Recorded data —

********

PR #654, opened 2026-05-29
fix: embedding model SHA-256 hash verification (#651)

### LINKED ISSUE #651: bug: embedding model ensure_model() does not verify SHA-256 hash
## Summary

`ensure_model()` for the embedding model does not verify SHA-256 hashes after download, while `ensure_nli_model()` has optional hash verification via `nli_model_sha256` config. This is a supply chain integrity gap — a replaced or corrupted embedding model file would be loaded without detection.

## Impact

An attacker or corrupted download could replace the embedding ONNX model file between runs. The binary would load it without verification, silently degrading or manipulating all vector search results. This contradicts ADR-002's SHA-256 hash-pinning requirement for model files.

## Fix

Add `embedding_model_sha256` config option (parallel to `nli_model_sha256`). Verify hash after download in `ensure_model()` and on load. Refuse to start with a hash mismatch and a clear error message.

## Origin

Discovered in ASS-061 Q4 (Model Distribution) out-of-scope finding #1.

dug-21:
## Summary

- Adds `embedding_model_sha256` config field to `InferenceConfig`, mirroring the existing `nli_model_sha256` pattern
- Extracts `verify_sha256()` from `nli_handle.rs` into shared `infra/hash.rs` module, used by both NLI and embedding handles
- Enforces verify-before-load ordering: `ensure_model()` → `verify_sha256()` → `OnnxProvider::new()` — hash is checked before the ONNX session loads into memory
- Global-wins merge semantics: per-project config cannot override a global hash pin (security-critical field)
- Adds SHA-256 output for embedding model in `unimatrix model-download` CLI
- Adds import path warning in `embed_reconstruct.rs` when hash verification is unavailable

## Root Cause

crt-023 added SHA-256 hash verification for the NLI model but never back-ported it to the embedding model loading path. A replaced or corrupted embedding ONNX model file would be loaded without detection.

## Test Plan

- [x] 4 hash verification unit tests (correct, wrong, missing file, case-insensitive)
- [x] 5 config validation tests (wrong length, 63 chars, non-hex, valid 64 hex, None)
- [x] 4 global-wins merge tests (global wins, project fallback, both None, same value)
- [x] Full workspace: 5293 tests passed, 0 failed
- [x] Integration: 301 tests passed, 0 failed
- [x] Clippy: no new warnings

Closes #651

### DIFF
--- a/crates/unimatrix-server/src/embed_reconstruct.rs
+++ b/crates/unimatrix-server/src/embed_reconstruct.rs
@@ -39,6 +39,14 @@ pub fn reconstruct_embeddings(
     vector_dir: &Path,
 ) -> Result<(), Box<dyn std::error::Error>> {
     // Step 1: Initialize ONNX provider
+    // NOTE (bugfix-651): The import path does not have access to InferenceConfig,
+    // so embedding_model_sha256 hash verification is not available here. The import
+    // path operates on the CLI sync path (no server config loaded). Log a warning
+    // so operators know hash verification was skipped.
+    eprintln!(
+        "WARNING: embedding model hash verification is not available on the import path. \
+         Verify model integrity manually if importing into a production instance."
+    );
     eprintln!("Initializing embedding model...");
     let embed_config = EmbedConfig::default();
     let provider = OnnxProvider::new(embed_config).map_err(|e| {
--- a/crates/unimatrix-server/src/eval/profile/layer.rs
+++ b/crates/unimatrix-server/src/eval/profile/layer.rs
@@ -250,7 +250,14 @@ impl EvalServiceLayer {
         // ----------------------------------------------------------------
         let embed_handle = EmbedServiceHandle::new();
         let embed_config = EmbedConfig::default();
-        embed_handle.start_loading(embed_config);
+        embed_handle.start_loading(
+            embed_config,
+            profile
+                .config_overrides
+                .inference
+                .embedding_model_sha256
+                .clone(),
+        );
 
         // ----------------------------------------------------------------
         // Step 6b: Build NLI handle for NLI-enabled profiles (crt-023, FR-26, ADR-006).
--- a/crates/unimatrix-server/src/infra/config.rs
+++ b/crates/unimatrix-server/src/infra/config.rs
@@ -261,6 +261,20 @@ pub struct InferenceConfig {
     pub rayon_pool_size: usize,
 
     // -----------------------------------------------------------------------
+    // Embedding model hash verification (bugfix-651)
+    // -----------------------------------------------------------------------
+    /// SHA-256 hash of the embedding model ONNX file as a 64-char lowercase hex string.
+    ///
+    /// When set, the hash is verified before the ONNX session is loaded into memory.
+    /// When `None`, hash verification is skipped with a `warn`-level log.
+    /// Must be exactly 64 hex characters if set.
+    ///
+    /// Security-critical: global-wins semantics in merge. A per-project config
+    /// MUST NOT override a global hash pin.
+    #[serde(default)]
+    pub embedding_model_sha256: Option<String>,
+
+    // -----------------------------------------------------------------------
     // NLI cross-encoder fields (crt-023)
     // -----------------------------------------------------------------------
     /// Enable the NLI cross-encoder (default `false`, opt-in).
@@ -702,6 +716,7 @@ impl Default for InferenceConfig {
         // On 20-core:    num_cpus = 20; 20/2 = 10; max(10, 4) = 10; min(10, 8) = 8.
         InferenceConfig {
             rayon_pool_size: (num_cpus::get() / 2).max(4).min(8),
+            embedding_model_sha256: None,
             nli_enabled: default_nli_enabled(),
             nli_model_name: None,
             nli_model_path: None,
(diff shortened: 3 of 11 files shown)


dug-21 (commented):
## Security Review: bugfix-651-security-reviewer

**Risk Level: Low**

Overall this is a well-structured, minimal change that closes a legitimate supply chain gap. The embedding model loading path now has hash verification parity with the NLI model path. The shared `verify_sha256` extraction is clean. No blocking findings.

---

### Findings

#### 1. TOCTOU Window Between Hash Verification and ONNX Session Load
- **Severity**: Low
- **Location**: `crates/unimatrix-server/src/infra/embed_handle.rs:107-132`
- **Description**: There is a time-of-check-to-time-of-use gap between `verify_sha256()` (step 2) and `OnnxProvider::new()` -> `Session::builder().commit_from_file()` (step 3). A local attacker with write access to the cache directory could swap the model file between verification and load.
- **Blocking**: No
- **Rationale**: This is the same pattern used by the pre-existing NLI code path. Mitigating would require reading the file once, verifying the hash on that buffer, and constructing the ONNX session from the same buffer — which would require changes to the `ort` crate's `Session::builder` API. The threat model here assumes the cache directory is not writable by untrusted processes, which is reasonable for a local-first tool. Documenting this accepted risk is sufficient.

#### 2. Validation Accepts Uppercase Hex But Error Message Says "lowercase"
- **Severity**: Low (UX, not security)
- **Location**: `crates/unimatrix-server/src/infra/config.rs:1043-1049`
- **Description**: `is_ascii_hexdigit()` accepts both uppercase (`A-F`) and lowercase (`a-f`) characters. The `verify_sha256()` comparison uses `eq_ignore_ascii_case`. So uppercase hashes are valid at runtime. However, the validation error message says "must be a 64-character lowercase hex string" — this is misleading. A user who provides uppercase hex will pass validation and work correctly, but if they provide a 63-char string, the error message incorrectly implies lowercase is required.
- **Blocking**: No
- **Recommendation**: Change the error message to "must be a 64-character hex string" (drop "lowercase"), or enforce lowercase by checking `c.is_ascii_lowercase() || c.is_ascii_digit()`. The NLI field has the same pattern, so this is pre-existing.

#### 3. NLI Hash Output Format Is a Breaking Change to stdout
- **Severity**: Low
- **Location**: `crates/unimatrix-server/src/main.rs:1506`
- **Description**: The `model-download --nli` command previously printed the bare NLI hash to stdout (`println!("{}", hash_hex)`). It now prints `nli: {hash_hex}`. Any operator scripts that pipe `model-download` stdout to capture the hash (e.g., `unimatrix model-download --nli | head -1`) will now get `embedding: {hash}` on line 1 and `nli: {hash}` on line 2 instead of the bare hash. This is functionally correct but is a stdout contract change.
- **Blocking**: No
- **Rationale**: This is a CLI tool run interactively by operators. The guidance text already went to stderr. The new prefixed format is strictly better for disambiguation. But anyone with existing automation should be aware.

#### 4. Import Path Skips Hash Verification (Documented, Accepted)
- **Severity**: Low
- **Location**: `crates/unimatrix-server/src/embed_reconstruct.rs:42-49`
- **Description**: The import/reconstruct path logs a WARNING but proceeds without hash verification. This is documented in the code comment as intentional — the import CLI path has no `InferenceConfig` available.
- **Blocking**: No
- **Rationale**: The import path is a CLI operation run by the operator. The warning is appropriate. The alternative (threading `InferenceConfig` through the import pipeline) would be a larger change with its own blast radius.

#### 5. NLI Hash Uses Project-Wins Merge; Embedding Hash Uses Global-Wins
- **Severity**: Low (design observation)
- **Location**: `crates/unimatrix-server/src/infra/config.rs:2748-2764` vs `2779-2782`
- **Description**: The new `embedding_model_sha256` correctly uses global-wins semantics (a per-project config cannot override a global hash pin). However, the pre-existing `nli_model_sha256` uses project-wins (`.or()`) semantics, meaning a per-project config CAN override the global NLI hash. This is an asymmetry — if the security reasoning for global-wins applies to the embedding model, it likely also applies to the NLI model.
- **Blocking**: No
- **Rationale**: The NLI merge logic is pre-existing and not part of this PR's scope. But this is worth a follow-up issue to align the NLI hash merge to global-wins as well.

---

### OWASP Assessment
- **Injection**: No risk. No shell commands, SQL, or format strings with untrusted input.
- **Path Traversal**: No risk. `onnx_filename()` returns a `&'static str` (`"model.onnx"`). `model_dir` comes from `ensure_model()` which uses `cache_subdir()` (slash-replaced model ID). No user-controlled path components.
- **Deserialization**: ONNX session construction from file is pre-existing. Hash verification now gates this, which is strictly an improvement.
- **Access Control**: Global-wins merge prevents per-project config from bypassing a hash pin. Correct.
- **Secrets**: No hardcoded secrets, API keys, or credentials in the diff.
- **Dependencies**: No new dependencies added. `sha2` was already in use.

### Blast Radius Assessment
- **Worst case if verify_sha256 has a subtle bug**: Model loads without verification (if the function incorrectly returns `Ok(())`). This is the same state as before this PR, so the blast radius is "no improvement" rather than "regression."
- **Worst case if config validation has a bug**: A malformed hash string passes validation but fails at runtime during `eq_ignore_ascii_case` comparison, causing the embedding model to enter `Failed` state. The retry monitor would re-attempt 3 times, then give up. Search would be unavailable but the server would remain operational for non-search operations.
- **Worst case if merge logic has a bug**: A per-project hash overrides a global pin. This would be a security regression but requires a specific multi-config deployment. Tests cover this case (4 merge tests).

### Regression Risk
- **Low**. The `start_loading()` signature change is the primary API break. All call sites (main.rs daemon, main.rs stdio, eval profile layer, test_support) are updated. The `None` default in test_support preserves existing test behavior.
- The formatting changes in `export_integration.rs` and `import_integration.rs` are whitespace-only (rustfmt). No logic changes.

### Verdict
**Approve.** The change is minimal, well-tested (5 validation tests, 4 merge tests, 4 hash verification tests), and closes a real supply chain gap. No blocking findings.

********

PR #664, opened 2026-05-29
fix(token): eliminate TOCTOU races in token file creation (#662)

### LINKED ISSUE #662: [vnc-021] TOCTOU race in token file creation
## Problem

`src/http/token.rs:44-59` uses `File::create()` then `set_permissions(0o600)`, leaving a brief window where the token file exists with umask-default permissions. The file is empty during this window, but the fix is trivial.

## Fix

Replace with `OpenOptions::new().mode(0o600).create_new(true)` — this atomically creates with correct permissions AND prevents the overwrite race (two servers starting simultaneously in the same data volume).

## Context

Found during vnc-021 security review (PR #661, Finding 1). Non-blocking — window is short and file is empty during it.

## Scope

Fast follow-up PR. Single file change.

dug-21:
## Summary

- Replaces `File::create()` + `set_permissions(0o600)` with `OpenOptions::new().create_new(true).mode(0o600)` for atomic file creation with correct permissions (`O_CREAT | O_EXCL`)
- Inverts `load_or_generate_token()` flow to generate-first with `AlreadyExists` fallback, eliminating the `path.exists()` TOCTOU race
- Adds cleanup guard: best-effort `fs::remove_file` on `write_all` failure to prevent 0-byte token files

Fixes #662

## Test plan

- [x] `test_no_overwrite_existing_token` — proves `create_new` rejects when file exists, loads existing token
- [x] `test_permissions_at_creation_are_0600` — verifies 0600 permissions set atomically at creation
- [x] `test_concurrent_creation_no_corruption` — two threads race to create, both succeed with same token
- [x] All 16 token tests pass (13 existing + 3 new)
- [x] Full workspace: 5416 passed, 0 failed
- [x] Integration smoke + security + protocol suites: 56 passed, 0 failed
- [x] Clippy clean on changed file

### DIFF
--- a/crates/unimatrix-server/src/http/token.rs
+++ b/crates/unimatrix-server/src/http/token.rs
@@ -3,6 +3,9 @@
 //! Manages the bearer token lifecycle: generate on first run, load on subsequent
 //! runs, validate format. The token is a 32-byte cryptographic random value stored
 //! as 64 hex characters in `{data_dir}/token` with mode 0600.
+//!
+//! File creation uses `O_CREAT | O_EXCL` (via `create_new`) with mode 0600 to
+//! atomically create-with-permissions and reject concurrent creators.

********

Problem to work on — Every line holding the word "strictly" should be copied out of the records above.

Your solution —
- **Rationale**: This is a CLI tool run interactively by operators. The guidance text already went to stderr. The new prefixed format is strictly better for disambiguation. But anyone with existing automation should be aware.
- **Deserialization**: ONNX session construction from file is pre-existing. Hash verification now gates this, which is strictly an improvement.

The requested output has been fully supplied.